Non esiste una regola generale, valida per tutti gli aggettivi, anche se entrambe le posizioni non sono mai propriamente errate. D'altronde certe sfumature si danno e si capiscono meglio in un contesto ben definito. Nei due esempi che ho portato la differenza è palese.
E' il bel problema, ma contemporaneamente problema bello, della linguistica e più propriamente della semantica.


----------



## facciadipietra

Mi piace qui ricordare lo slogan di una delle più geniali e longeve pubblicità italiane, basato proprio sui giochi semantici che l'italiano permette con lo spostamento degli aggettivi; se ben ricordo suona così:
... - devo dipingere una parete grande, mi serve un pennello grande!
- non serve un pennello grande, ma un grande pennello! ...


----------



## Omegaface

Vero!!! Bellissimo esempio...non mi è venuto in mente! Geniale


----------



## assonnata

Buongiorno a tutti, sono nuova al forum, ma vorrei approfittare della vostra conoscenza collettiva d'italiano 
ho questo dubbio riguardante l'ordine aggettivo/nome nella frase successiva:
in quel castello si sentono strani rumori 
oppure si sentono rumori strani?
C'e' qualche differenza secondo voi, o e' uguale?
grazie in anticipo delle risposte


----------



## Anja.Ann

Ciao, Assonnata  e benvenuta al Forum! 

"La Crusca" spiega, in questa pagina, la "posizione dell'aggettivo qualificativo" e la funzione che svolge in base alla posizione attribuitagli.  
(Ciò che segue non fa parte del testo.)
Issue #254, opened 2019-11-09
Create an optional Atmospheric Increment/State in Obs Space


guillaumevernieres:
## Description
Create the obs space state and increment required to be able to exercise the CRTM UFO from soca.  

## Solution
State: Read from files dumped by an atmospheric model (testing with fv3-jedi).
Increment: Scratch your head ... I don't think there's anything that needs to be done, beyond implementing an other identity operator in getvalue TL/AD ... 

## Related to
Requires #246 to be sorted out.

Issue #248, opened 2019-11-07
Test CRTM UFO with GMI and SMAP (3D)


guillaumevernieres:
... And discover new issues.

- Add to the unit testing in 3dhofx, 3dvar (and ensemble). Use existing geovals/obs files from ufo. 
- Test with more obs

Issue #247, opened 2019-11-07
Pass necessary GeoVaLs to CRTM ufo in getvalue (NL/TL/AD)


guillaumevernieres:
**NL getvalue**
Read the atmospheric geovals from the output of the "fv3jedi_hofx" application when using the crtm ufo.

**TL/AD**
Only consider sst and sss for now.

guillaumevernieres:
@HamidehGMAO : Sorry, that was cryptic, no clue what I meant. I'm closing the issue since this work is done.

PR #259, opened 2019-11-20
Use of CRTM UFO

### LINKED ISSUE #246: Create an atmospheric Geometry in obs space

guillaumevernieres:
## Description
**Oil spill is contained!** None of the atmospheric variables are mentioned anywhere in the code (except yaml files), so far ...
Revisiting aborted [PR#255](https://github.com/JCSDA/soca/pull/255.) ... and more. This feature branch adds the possibility of using the CRTM ufo in hofx3d (not tested yet with hofx):
- Atmospheric geovals are pre-computed (fv3-jedi) and read inside of getvalue
- Ocean surface (just sst for now) is provided by soca through getvalue.

Is a change of answers expected from this PR? **NO but overflow issue in adt hofx. No clue why. @travissluka and @aerorahul said they'll fix it.**

### Issue(s) addressed
- closes #246 
- Partially  addresses #248, #247, #254 

### What's not too flash
The atmospheric "geometry" and "state" are part of the soca geometry. Not pretty but I can't think of a better way that would work.

## Testing
How were these changes tested? **hofx3dcrtm and geometryatm ctest**
What compilers / HPCs was it tested with? **gcc only**
Are the changes covered by ctests? (If not, tests should be added first.) **YES geometryatm test**

## Dependencies
Need the CRTM

### DIFF
--- a/CMakeLists.txt
+++ b/CMakeLists.txt
@@ -66,10 +66,6 @@ include_directories( ${IODA_INCLUDE_DIRS} )
 ecbuild_use_package( PROJECT ufo VERSION 0.1.0 REQUIRED )
 include_directories( ${UFO_INCLUDE_DIRS} )
 
-# ufo
-ecbuild_use_package( PROJECT ufo VERSION 0.1.0 REQUIRED )
-include_directories( ${UFO_INCLUDE_DIRS} )
-
 # fms
 ecbuild_use_package( PROJECT fms REQUIRED )
 include_directories( ${FMS_INCLUDE_DIRS} )
--- a/CMakeLists.txt
+++ b/CMakeLists.txt
@@ -66,6 +66,10 @@ include_directories( ${IODA_INCLUDE_DIRS} )
 ecbuild_use_package( PROJECT ufo VERSION 0.1.0 REQUIRED )
 include_directories( ${UFO_INCLUDE_DIRS} )
 
+# ufo
+ecbuild_use_package( PROJECT ufo VERSION 0.1.0 REQUIRED )
+include_directories( ${UFO_INCLUDE_DIRS} )
+
 # fms
 ecbuild_use_package( PROJECT fms REQUIRED )
 include_directories( ${FMS_INCLUDE_DIRS} )
@@ -78,6 +82,10 @@ include_directories( ${MOM6_INCLUDE_DIRS} )
 ecbuild_find_mpi( COMPONENTS CXX Fortran REQUIRED )
 ecbuild_include_mpi()
 link_libraries(${MPI_CXX_LIBRARIES} ${MPI_Fortran_LIBRARIES})
+
+# crtm
+ecbuild_use_package( PROJECT crtm VERSION 2.2.3 )
+include_directories( ${CRTM_INCLUDE_DIRS} )
 
 ################################################################################
 # Definitions
--- a/CMakeLists.txt
+++ b/CMakeLists.txt
@@ -81,7 +81,6 @@ link_libraries(${MPI_CXX_LIBRARIES} ${MPI_Fortran_LIBRARIES})
 
 # crtm
 ecbuild_use_package( PROJECT crtm VERSION 2.2.3 )
-include_directories( ${CRTM_INCLUDE_DIRS} )
 
 ################################################################################
 # Definitions
--- a/src/soca/Fields/soca_interpfields_mod.F90
+++ b/src/soca/Fields/soca_interpfields_mod.F90
@@ -151,13 +151,15 @@ subroutine interp(fld, locs, vars, geoval, horiz_interp, traj)
      call nlev_from_ufovar(fld, vars, ivar, nval)
 
      ! Allocate GeoVaLs (fields at locations)
-     geoval%geovals(ivar)%nval = nval
-     if (.not.(allocated(geoval%geovals(ivar)%vals))) then
-        ! Number of obs in pe
-        nlocs = geoval%geovals(ivar)%nlocs
+     if (nval/=0) then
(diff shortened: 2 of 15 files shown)


travissluka:
tests are failing because CRTM is not added to travisCI (so, ha, both Travises dont want CRTM).

Let me do a quick PR first that is needed for letting travisCI config set the bundle-wide ecbuild options .... while we continue to debate the merits of requiring CRTM.

I vote for adding in if statements to the cmakelist so that the crtm tests are skipped if crtm is not present (see the way ufo ctests are setup). We'll have crtm on by default on travisci... and off by default on my and @aerorahul 's laptops. everyone wins

travissluka:
@guillaumevernieres yeah, that hofx is expected to fail on intel. I don't know what i was thinking enabling SIGFPE trap on that given that the model runs for hofx.

travissluka (changes requested):
after JCSDA/soca/pull/260 gets merged, modify the CMakeLists.txt to wrap the ctests that need CRTM with `if( ${CRTM_FOUND} )`

guillaumevernieres:
@travissluka I must have screwed up somewhere, the crtm test didn't run. I'll look at it later tonight or tomorrow.

travissluka:
I think the problem is that soca isn't seeing that crtm is available because it isn't listed as a dependency in the main `CMakeLists.txt`. This doesn't matter if building as a normal bundle since ufo pulls in crtm, but the TravisCI tests build each repo separately.

try adding the line
`ecbuild_use_package( PROJECT crtm VERSION 2.2.3)`

Also, there's probably no harm in leaving the `geometryatm` test enabled even if crtm is not present

guillaumevernieres:
@travissluka OK, trying again.

CMakeLists.txt
```diff
@@ -66,6 +66,10 @@ include_directories( ${IODA_INCLUDE_DIRS} )
 ecbuild_use_package( PROJECT ufo VERSION 0.1.0 REQUIRED )
 include_directories( ${UFO_INCLUDE_DIRS} )
 
+# ufo
+ecbuild_use_package( PROJECT ufo VERSION 0.1.0 REQUIRED )
+include_directories( ${UFO_INCLUDE_DIRS} )
+
```
travissluka: oooh, double UFO !

travissluka:
@guillaumevernieres can't find the binary file now... because we aren't building everything as a single bundle. I had the same issue with files from oops, I'll lookup the syntax needed and get back to you...

guillaumevernieres:
Still no cigar, but closer. Looks like the .bin for the crtm were not found ...  Ha, just seeing your post above.  Nice, thanks for your help.

CMakeLists.txt
guillaumevernieres: dang, I knew the copy paste went badly ... Will wait until you send me a solution for the lfs files before pushing the fix.

guillaumevernieres:
Thanks @travissluka

CMakeLists.txt
```diff
@@ -79,6 +79,10 @@ ecbuild_find_mpi( COMPONENTS CXX Fortran REQUIRED )
 ecbuild_include_mpi()
 link_libraries(${MPI_CXX_LIBRARIES} ${MPI_Fortran_LIBRARIES})
 
+# crtm
+ecbuild_use_package( PROJECT crtm VERSION 2.2.3 )
+include_directories( ${CRTM_INCLUDE_DIRS} )
```
travissluka:
```suggestion
```

src/soca/State/State.cc
```diff
@@ -84,7 +84,17 @@ namespace soca {
   void State::getValues(const ufo::Locations & locs,
                         const oops::Variables & vars,
                         ufo::GeoVaLs & cols) const {
+    if (fields_->geometry()->getAtmInit())
+      {
+        // Get atm geovals
+        // The variables in vars that are also defined in soca will be
+        // over-written in the interpolation call bellow
+        getValuesFromFile(locs, vars, cols);
+        Log::trace() << cols << std::endl;
```
travissluka: remove, or make the output informative

src/soca/State/State.cc
```diff
@@ -84,7 +84,17 @@ namespace soca {
...
+        }
+    // Get ocean geovals
     fields_->getValues(locs, vars, cols);
+    Log::trace() << cols << std::endl;
```
travissluka: same as above

travissluka (changes requested):

src/soca/Fields/soca_interpfields_mod.F90
```diff
@@ -188,6 +190,11 @@ subroutine interp(fld, locs, vars, geoval, horiz_interp, traj)
      case ("sea_surface_temperature")
         fld3d(isc:iec,jsc:jec,1) = fld%tocn(isc:iec,jsc:jec,1)
 
+     ! TODO: Move unit change elsewhere, check if surface_temperature_where_sea
```
travissluka, line 193: might want to create a github issue to remind us.... we had discussed before that all of our ocean temp variables should be in K to comply with CF conventions. But of course that requires changing ufo at the same time... a good project for when someone is bored and doesn't want to do real work.

travissluka (approved):
Less of a Frankenstein than I was expecting 👍 

I tested on intel19 as well and all looks good.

Riporto un passaggio: "In sostanza la posizione dell’aggettivo qualificativo può determinarne la diversa funzione: mantiene funzione descrittiva quando preceda il nome, mentre assume una valenza restrittiva quando sia posposto: le _vecchie scarpe sono state buttate via_ non equivale a le _scarpe vecchie sono state buttate via_ perché nel secondo caso è implicita una cernita tra scarpe più o meno vecchie e una scelta. La stessa distinzione possiamo notare in _ho conosciuto il giovane insegnante di mia figlia_ e _ho conosciuto l’insegnante giovane di mia figlia _(che presuppone che ci sia un insegnante meno giovane che già conoscevo)."


----------



## assonnata

Grazie della segnalazione, ma l'ho gia' letto, per non parlare di parecchi manuali di grammatica e dei thread a questo forum, e la leoria la conosco, comunque in questo caso la differenza mi sfugge, percio' vi ho chiesto il chiarimento. Mi servirebbe una spiegazone piu' ampia, un'interpretazione delle due frasi


----------



## Anja.Ann

Assonnata,  

Capisco i tuoi dubbi  ... se tutti i libri di grammatica non hanno potuto dissiparli, dubito, però, di poterlo fare io  

Posso darti un'intepretazione personale, ossia, la lettura che personalmente darei se, leggendo un libro, mi imbattessi nella la tua frase:

- In quel castello si sentono ---> strani rumori:  si sentono vari rumori tutti strani, in generale, indistintamente; 
- In quel castello si sentono ---> rumori  ---> strani: si sentono dei rumori e quei (particolari) rumori (sentiti) sono strani;


----------



## assonnata

Grazie! a volte la conoscenza teorica non basta e, non essendo madrelingua, ho problemi a "sentire" e capire la differenza del significato, spesso non messa in rilievo dai dizionari. Adesso la frase risulta piu' chiara


----------



## violadaprile

Secondo me c'è solo una differenza di significato intrinseco, spesso molto lieve. Il significato è lieve, perchè comunque il solo fatto di aver aggiunto un aggettivo indica l'aver notato un particolare che sembra rilevante. Anche se solo descrittivo, è stato notato ed è ritenuto degno di menzione, al contrario di altri.
Tuttavia (pur essendo entrambi corretti) cambia la comunicazione emotiva che passa attraverso le parole. E questo è importante per chi scrive. Saper rileggere il proprio testo e saper conoscere i messaggi che si mandano porta a fare le scelte stilistiche più coerenti con ciò che vogliamo comunicare.

Cito Anja:
- In quel castello si sentono ---> strani rumori:  si sentono vari rumori tutti strani, in generale, indistintamente; *ha una connotazione emotiva, gli strani rumori mi fanno guardare intorno e mi suscitano un po' di timore*
- In quel castello si sentono ---> rumori  ---> strani: si sentono dei rumori e quei (particolari) rumori (sentiti) sono strani; *ha una connotazione descrittiva, di un fatto che potrebbe anche solo essere meramente osservato, senza altri sentimenti se non forse la curiosità*

E anche Paul:
_una povera donna_ <-- sfortunata, significato figurato *ha una connotazione emotiva, mi suscita pietà*
_una donna povera_ <-- senza soldi, significato letterale  *ha una connotazione descrittiva, porta a immaginare i suoi abiti o la casa o la figura nella strada*

Se sto scrivendo, non posso prescindere dalle connotazioni che precedentemente ho voluto dare, Lo scritto passerà alle reazioni emotive se ho voluto dare una connotazione emotiva. Continuerà descrivendo magari altre cose se ho scelto la costruzione descrittiva.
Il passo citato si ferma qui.